**Exercise goal:** Return the lines below exactly, starting with the line that contains "eslint-disable max-len */" and stopping after the last line.

_ _ _ _

PR #1678, opened 2023-07-02
Develop

SofiaLiubchenko:
[DEMO LINK](https://SofiaLiubchenko.github.io/react_dynamic-list-of-todos/)

### DIFF
--- a/src/App.tsx
+++ b/src/App.tsx
@@ -1,14 +1,66 @@
 /* eslint-disable max-len */
-import React from 'react';
+import React, { useEffect, useState } from 'react';
 import 'bulma/css/bulma.css';
 import '@fortawesome/fontawesome-free/css/all.css';
+import './App.scss';
 
 import { TodoList } from './components/TodoList';
 import { TodoFilter } from './components/TodoFilter';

_ _ _ _

**Task result:**
 /* eslint-disable max-len */
-import React from 'react';
+import React, { useEffect, useState } from 'react';
 import 'bulma/css/bulma.css';
 import '@fortawesome/fontawesome-free/css/all.css';
+import './App.scss';
 
 import { TodoList } from './components/TodoList';
 import { TodoFilter } from './components/TodoFilter';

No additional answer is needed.